The market is probably playing tug-of-war between the two scenarios of cyclicality of earnings & permanent (part or full) erosion of excess profitability.

Probably doesn't help that a number of retailers have downgraded earnings recently.  Don't really think it has much to do with the US dollar.


----------



## herzy (12 November 2014)

Ves said:


> Don't really think it has much to do with the US dollar.




Really appreciate the in-depth analysis Ves - but I was referring to comments made in the AGM today, where they specifically flagged the high USD affecting profits.


----------



## Ves (12 November 2014)

herzy said:


> Really appreciate the in-depth analysis Ves - but I was referring to comments made in the AGM today, where they specifically flagged the high USD affecting profits.




Sorry I was just rambling.... more for my own benefit  (so I didn't forget what I was thinking today).

The AGM comments re higher USD were in relation to the A & NZ market.   Breville is an importer (ie. they outsource manufacturing to China),   so that part of what SKC said I agree with.  They'll just re-price / re-align their cost base long-term if they really do have a competitive advantage in Australia.


----------



## hiddencow (3 December 2014)

Was going to PM this to Valuesnatcher but your inbox is full so I'll post it here.

I'm just having a look at BRG and trying to figure out if a lower AUD will be positive or negative for them.
While they have a lot of overseas earnings, the costs of their products seem to be all in USD.
The lastest results noted that ANZ profits were down due to a higher USD. It was noted that prices would be adjusted though.

The way I see it is that in the short run a lower AUD may affect the ANZ profits but in the long run when prices adjust, overall profit should be higher when reported in AUD, especially for overseas earnings which aren't impacted by moving exchange rate. The same USD profit will just translate to a higher AUD profit.

What I found interesting is the loss they suffered for foreign currency derivatives. All their derivatives are buy USD/Sell other currency with the majority being AUD. I would have expected a gain on derivatives for the year with the AUD weakening. Instead it looks like they got a pretty raw deal, hedging at an average 88c. Of course the derivatives would be in profit now but I thought it was weird how you can lose on your hedge but also suffer lower profits due to higher USD costs.

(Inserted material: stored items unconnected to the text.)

PR #30, opened 2015-03-19
Prevent touches from scrolling if touchMove=false

yuzeh:
This is implemented in pretty much the same way that `draggable = false` is.

I tested this on an app I'm writing that depends on this code. Let me know if there is a better way to test.


akiran:
To disable touch swipe, you can set swipe props as false.
swipe = false feature is already working with react-slick

PR #33, opened 2015-03-23
Change this.props.initialSlide to props.initialSlide in initialize

realchaseadams:
props is passed into initialize and initialize is not being bound to the places it's called so using props instead of this.props gives the correct initialslide for the current props being passed in.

Would love to hear your thoughts.
Cheers


----------



## VSntchr (3 December 2014)

I think that BRG with regard to the falling AUD is a good prospect. 
If management is successful in continuing to expand the US division, and to get the UK division firing also, then the Aus earnings will become smaller and smaller proportion of the overall earnings due to their reach within our market being much closer to saturation and as such providing lower prospects of double digit growth going forward. 
From an individual investors perspective when assessing these factors I think timeframe is important. For me, I like the safety of having something that is likely to increase its foreign earning power over the med/long term. This reduces my overall portfolio's exposure to the AUD.


----------



## galumay (8 March 2015)

I am reassessing my holding in BRG and on looking through the H1 report I am a little confused, operating cash flow is negative for the half, which is obviously not a good thing, but it looks like historically it is negative often in the first half of the FY before returning to positive territory by year end.

I was trying to make sense of that in terms of the retail cycle, but couldnt really!

I am interested because my DCF valuation for BRG was based on the last years FCF, but obviously if I now reassess extrapolating the fall in FCF to negative then the valuation goes out the door! 

I also notice the EPS seems to be the opposite, first half results are usually significantly more than half of the FY results - which seems more in line with retail cycle.

Overall my inclination is to sell, on all my metrics they are looking over valued and I cant really see enough potential growth to see them revert to mean that way so a fall in price seems more likely to me.


----------



## hiddencow (8 March 2015)

They make a lot of sales to retailers for the Christmas period and collect the cash in 2H?


----------



## galumay (8 March 2015)

hiddencow said:


> They make a lot of sales to retailers for the Christmas period and collect the cash in 2H?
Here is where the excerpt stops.